**Required action**.
Please state how many lines of the data contain "verifyVersion". The number by itself is enough.

Collected data entries
********************

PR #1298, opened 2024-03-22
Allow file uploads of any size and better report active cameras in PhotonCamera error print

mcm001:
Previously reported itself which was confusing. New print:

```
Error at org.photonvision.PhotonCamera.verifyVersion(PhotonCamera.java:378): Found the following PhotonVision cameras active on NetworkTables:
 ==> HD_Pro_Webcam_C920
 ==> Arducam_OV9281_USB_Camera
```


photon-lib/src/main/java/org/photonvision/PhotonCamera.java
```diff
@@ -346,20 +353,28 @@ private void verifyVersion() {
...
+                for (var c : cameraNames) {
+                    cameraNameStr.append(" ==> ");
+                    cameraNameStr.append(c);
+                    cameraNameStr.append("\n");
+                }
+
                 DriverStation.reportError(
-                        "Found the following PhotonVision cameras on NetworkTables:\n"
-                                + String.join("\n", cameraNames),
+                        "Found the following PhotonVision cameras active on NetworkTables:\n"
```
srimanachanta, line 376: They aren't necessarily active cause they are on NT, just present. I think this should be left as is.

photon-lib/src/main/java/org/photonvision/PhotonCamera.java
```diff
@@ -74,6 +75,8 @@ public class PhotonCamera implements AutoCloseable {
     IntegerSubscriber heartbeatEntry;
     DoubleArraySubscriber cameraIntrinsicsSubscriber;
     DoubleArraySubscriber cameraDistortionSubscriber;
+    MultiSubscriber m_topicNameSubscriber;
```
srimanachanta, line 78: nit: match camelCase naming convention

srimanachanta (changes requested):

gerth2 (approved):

********************

**Output for this task**.
2